Un año de esfuerzos y una promesa incumplida
Desde junio del año pasado, cuando la banda ganó la Sección Tercera del Certamen Internacional de Bandas en Valencia, España, los 64 jóvenes músicos —hijos de campesinos y obreros— han realizado rifas, bingos, venta de tamales y serenatas en semáforos. Han logrado reunir 450 millones de pesos, pero aún faltan 300 millones para cubrir tiquetes, hospedaje y alimentación. El alcalde Wilson Castiblanco denunció que la ministra de Cultura, Yannai Kadamani, prometió 50 millones y luego se retractó: 'Se burló de nosotros, nos puso a hacer vueltas y al final no nos apoyará'.
No conozco el mar, no sé lo que es montarse en un avión, pero soy el hombre más feliz del mundo sabiendo que mis chinos lograron lo que yo no, gracias a la música.

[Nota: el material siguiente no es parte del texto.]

PR #272, opened 2018-10-08
Move customer validation into github-event

### LINKED ISSUE #163: Move CUSTOMERS validation out of github-push

martindekov:
Moving customer validation out of github-push
and into github-event depending on commit #271

## Description

This commit extends #271 and if merged closes #163. Currently the build fails since the struct is not vendored.

> Note: Not sure if the `Customers` struct in #271 would be used elsewhere. Should I add it into the handler directly? 

Also added additional check for `\r` since if making changes to a file through github UI it will append `\r\n` to the end of the line rather than only `\n` as expected. I personally have separate repository that contains my customers for faster updating.

## How Has This Been Tested?

Have the change in image `martindekov/github-event:163` and deployed image on my instance.

Added my own Customers file and tested with case sensitive name existing in the file
```
Push - {refs/heads/master {exmpl MartinDekovWat/exmpl https://github.com/MartinDekovWat/exmpl.git false {MartinDekovWat 42210992+MartinDekovWat@users.noreply.github.com}} d86e067fc83d4ada19ce05cdf5edc141d35d0076 {312235}}, git-tar status: 202
```
And my account non existing in file
```
Customer: martindekov not found in CUSTOMERS file via https://raw.githubusercontent.com/martindekov/mycustomers/master/CUSTOMERS
```

N.A. moving logic out of the `github-push`

## Checklist:

I have:

- [ ] added unit tests


ivanayov:
The build fails with `function/handler.go:51:15: undefined: sdk.Customer`
You need to take #271

alexellis:
@martindekov why does this fail the CI?

martindekov:
Because this extends #271 once merged I will vendor the SDK and it wont fail.

martindekov:
Ah ok I will

ivanayov:
Looks good

alexellis:
Looks ready to merge.

github-event/handler.go
```diff
@@ -238,3 +268,56 @@ func forward(req []byte, function string, headers map[string]string) (string, in
...
+			break
+		}
+	}
+
+	return found
+}
+
+// getCustomers reads a list of customers separated by new lines
+// who are valid users of OpenFaaS cloud
+func getCustomers(customerURL string) ([]string, error) {
```
alexellis: How is this different from what we do for Derek? Can you take a look and compare?

github-event/handler.go
```diff
@@ -37,6 +38,35 @@ func Handle(req []byte) string {
...
+	if readBool("validate_customers") {
+		customersURL := os.Getenv("customers_url")
+
+		customers, getErr := getCustomers(customersURL)
+		if getErr != nil {
+			return getErr.Error()
+		}
+
+		customer := sdk.Customer{}
+		json.Unmarshal(req, &customer)
```
bartsmykla: There is missing error handling

github-event/handler.go
```diff
@@ -37,6 +38,35 @@ func Handle(req []byte) string {
...
+
+		found = validCustomer(customers, customer.Sender.Login)
+
+		if !found {
```
bartsmykla: Instead of `if !found {` you can do:
```
if !validCustomer(customers, customer.Sender.Login) {
```

github-event/handler.go
```diff
@@ -238,3 +268,56 @@ func forward(req []byte, function string, headers map[string]string) (string, in
...
+	for _, customer := range customers {
+		if len(customer) > 0 &&
+			strings.EqualFold(customer, owner) {
+			found = true
+			break
+		}
+	}
+
+	return found
+}
```
bartsmykla: I would write it:
```
func validCustomer(customers []string, owner string) bool {
	for _, customer := range customers {
		if len(customer) > 0 && strings.EqualFold(customer, owner) {
			return true
		}
	}

 	return false
}
```

github-event/handler.go
```diff
@@ -238,3 +268,56 @@ func forward(req []byte, function string, headers map[string]string) (string, in
...
+
+	if res.Body != nil {
+		defer res.Body.Close()
+
+		pageBody, _ := ioutil.ReadAll(res.Body)
+		customers = strings.Split(string(pageBody), "\n")
+
+		for i, c := range customers {
+			customers[i] = strings.ToLower(c)
+			customers[i] = strings.TrimSuffix(c, "\r")
```
bartsmykla: There is something wrong, you are assigning value and then immediately overriding it

github-event/handler.go
martindekov: Done ^

github-event/handler.go
martindekov: Yep this was irrational 😄

github-event/handler.go
martindekov: Good idea!

martindekov:
I amended some fixes, I haven't looked into the function I just moved the logic out. Also added more detailed reports since those were only from the requests. Thanks for the feedback @bartsmykla really helped out

PR #109, opened 2018-08-23
Add support for gitlab push and system hooks

martindekov:
Adding gitlab-push function which can be added to webhook route
to handle push or system hooks from gitlab

Signed-off-by: Martin Dekov (VMware) <mdekov@vmware.com>

## Description

Handling push-events which deploy your function from repo in git-lab.

## How Has This Been Tested?

1. Deploy the function in your OF-cloud instance `faas-cli deploy -f gitlab.yml`
2. Configure your gitlab webhook route to `<gateway_address>/functions/gitlab-push`
3. Make function somewhere `faas-cli new <funcname> --lang=go --prefix=<your dockerhub name>`
4. ```mv <funcname>.yml stack.yml```
5. Push function to your gitlab repo
6. Check function deployed in `<gateway>/functions/overview?username=<name of account in gitlab>`

## Checklist:

I have:

- [ ] updated the documentation if required
- [x] read the [CONTRIBUTION](https://github.com/openfaas/faas/blob/master/CONTRIBUTING.md) guide
- [x] signed-off my commits with `git commit -s`
- [ ] added unit tests

PR #274, opened 2018-10-08
[WIP] Add gitlab-event

martindekov:
## Description

We need to handle function installation/deletion on different scenarios which we currently don't with gitlab this extends #109 .

- [x] Garbage collect on tag removal

- [x] Installation on present tag

- [ ] Install multiple functions by labeling instance?

- [ ] Handle non-push events to install/uninstall functions

## How Has This Been Tested?

On my own instance

They will be able to use gitlab

## Checklist:

I have:

- [ ] added unit tests


martindekov:
Messed up commits.

Issue #93, opened 2018-08-09
git-tar deploy does not return error on non-success http status code


burtonr:
When looking through the logs in `git-tar`, I found that my function deployment returned a 500 error, however, there is no error checking for the deploy status

```
git-tar.1.8qapnsejzztn@playground    | Deploying service - spacex-info
git-tar.1.8qapnsejzztn@playground    | 2018/08/09 02:11:25 v1.53cf333d41169248e81195a8811570348ca18329
git-tar.1.8qapnsejzztn@playground    | Service deployed  spacex-info 500 Internal Server Error burtonr
git-tar.1.8qapnsejzztn@playground    | 2018/08/09 02:11:57 Functions owned by burtonr:
git-tar.1.8qapnsejzztn@playground    |  []Garbage collection ran for burtonr/test-function - 0 functions deleted.
git-tar.1.8qapnsejzztn@playground    | 
git-tar.1.8qapnsejzztn@playground    | 2018/08/09 02:11:58 Duration: 33.223507 seconds
```

The `c.Do(httpReq)` does not throw an error, so this goes unnoticed as the request was successful, but the response status is not success.

See here: https://github.com/openfaas/openfaas-cloud/blob/master/git-tar/function/ops.go#L252

ivanayov:
Just a notice if someone takes this: for both Do and Get, a non-2xx response doesn't cause an error. So this needs an additional check from our side.

martindekov:
Derek close: We have this covered up now https://github.com/openfaas/openfaas-cloud/blob/ab3cb6fef86cf4da7ea2ff69cbc331af553695f5/git-tar/function/ops.go#L409

PR #279, opened 2018-10-11
Edit git-tar to deploy functions in parallel

### LINKED ISSUE #252: git-tar should invoke deploy (buildshiprun) in parallel
## Expected Behaviour

git-tar should invoke deploy (buildshiprun) in parallel

## Current Behaviour

If a stack has 10 functions they are built in serial one at a time. Use an errgroup (see of-builder for an example of this) to build them parallel, but with a limit applied so that the concurrency is manageable - i.e. 2 or 4 at once.

The errgroup can be used to synchronise and collect any errors that come up.

Serial deployment loop:

https://github.com/openfaas/openfaas-cloud/blob/master/git-tar/function/ops.go#L319

errgroup usage:

https://github.com/openfaas/openfaas-cloud/blob/master/of-builder/main.go#L196

ivanayov:
With this change git-tar will POST to buildshiprun in parallel,
with a restriction on maximum 4 functions to be processed at once
(If required, this can be made configurable)

It will wait for all functions to be deployed, but will return the first error only (this is how errgroup behaves). The reason to implement it this way is that it will behave as a typical build system. Second if someone has multiple functions in a single repo, this means that they should be dependent on each other and reporting the first error and fixing the functions one by one in this context makes sense.
The other option is to keep back `failedFunctions` and synchronise it, but it's aways better not to add synchronised array when it's possible, given this opens a field for future bugs.

Closes #252 , #93

## How Has This Been Tested?

Tested on this repo - [ivanayov/ofc-pr-testing/runs/26567991](https://github.com/ivanayov/ofc-pr-testing/runs/26567991)
The functions were building in parallel and the status was updated successfully at the end.
With one function failing, it waits for all and reports failing status for that one.
With more than one failing - the same, but reports one of them as failing.

For repo with 1 function, works as normal, but starts the function build few seconds later.

For repo with 0 functions fails with `unable to find stack.yml`

Not affected

## Checklist:

I have:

Las últimas cartas: tamales, gallinas y conciertos solidarios
Este viernes y sábado, la banda realiza una 'tamalatón' y venta de gallinas en la Plaza de Bolívar de Tunja, además de dos conciertos: uno esta noche en el Teatro Bicentenario de Tunja (bono de 100 mil pesos) y otro mañana en el Colegio Salesiano León XIII de Bogotá. El director Julián Ropero adelantó que interpretarán el repertorio que presentarán en Países Bajos el 25 de julio, incluyendo éxitos de salsa y ritmos colombianos.
El alcalde Castiblanco hizo un llamado a empresarios y entidades: 'Si no logramos los 300 millones, se perderán los 450 millones ya invertidos en tiquetes y hospedaje. El problema va más allá de la frustración'.